§ Data listing:
—————

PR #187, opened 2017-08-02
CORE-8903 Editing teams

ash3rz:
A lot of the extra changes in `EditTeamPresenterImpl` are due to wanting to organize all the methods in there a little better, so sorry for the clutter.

—————

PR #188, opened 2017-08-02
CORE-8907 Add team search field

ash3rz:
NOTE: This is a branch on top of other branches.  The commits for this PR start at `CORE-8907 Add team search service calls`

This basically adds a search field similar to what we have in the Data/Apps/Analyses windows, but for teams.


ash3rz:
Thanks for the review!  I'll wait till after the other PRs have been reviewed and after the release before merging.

—————

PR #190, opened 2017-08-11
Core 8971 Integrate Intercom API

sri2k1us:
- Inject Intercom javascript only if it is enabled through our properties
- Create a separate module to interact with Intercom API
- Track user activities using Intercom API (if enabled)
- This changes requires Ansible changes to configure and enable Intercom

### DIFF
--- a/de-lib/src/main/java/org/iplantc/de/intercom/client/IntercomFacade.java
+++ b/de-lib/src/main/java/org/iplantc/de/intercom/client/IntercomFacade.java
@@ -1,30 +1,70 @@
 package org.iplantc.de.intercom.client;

—————

§ Work request: Within the material above, extract exactly the lines that start at the line containing "- Inject Intercom" and stop after the line containing "package org.iplantc.de.intercom.client;", and only those.

§ Problem solution:
- Inject Intercom javascript only if it is enabled through our properties
- Create a separate module to interact with Intercom API
- Track user activities using Intercom API (if enabled)
- This changes requires Ansible changes to configure and enable Intercom

### DIFF
--- a/de-lib/src/main/java/org/iplantc/de/intercom/client/IntercomFacade.java
+++ b/de-lib/src/main/java/org/iplantc/de/intercom/client/IntercomFacade.java
@@ -1,30 +1,70 @@
 package org.iplantc.de.intercom.client;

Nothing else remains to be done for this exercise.